# Target Groups and Ways to Market



## DancinLights (Jun 21, 2012)

I own a small stage lighting company that specializes in lighting local bands and whatever odd jobs prevail. I would love to have some ideas on which target groups (i.e. corporate, weddings etc..) pull in the most money and how to market to them specifically. I would also like some suggestions on which marketing tools are used in general when advertising/promoting a lighting company. I own all of my equipment but am having a hard time gaining jobs. Thank you in advance for your advice.


----------



## Footer (Jun 21, 2012)

Atlanta is a hard market first of all. EDG eats up a lot of the work. There are also a host of smaller companies that do rather well coming in at bottom dollar. 

To get into the corporate and wedding scene the best thing to do is to befriend caters, staging companies, and audio companies. You also want to become best freinds with the special events coordinators at your local rental halls. Get a table at those wedding shows as well.


----------



## museav (Jun 21, 2012)

DancinLights said:


> I own a small stage lighting company that specializes in lighting local bands and whatever odd jobs prevail. I would love to have some ideas on which target groups (i.e. corporate, weddings etc..) pull in the most money and how to market to them specifically. I would also like some suggestions on which marketing tools are used in general when advertising/promoting a lighting company. I own all of my equipment but am having a hard time gaining jobs.

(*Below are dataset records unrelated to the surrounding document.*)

PR #1095, opened 2025-06-04
feat(bridge-ui): add base path config

VGau:
This PR implements issue(s) #

### Checklist


bridge-ui/environment.d.ts
```diff
@@ -5,6 +5,7 @@ declare global {
       E2E_TEST_PRIVATE_KEY: string;
       E2E_TEST_WALLET_PASSWORD: string;
       NEXT_PUBLIC_INFURA_ID: string;
+      NEXT_PUBLIC_BASE_PATH: string;
```
alainncls, line 8: We should add it to the `.env.template` file for local development/testing

VGau: This variable is automatically populated in the next config :) I will add the NEXT_PUBLIC_ENVIRONMENT variable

From a traditional business perspective you would normally start with identifying your audience and then develop the business including not only the marketing but also the equipment and services offered to effectively serve that target audience. It's also difficult to offer specific comments without knowing anything about your equipment, capabilities, background, resources, etc.

I agree with Kyle that the corporate and wedding markets are greatly a matter of relationships. Few people in those markets will shop out of the phone book or online and those that do are likely to make decisions based on the lowest cost, which may not be the way you want to get work. So try to develop relationships with wedding planners, event coordinators, audio and AV providers, facility managers, etc. You may have to do some work at a loss in order to develop new relationships but be careful to try to avoid starting relationships that assume that is the value of your services or that the same deals will always be available.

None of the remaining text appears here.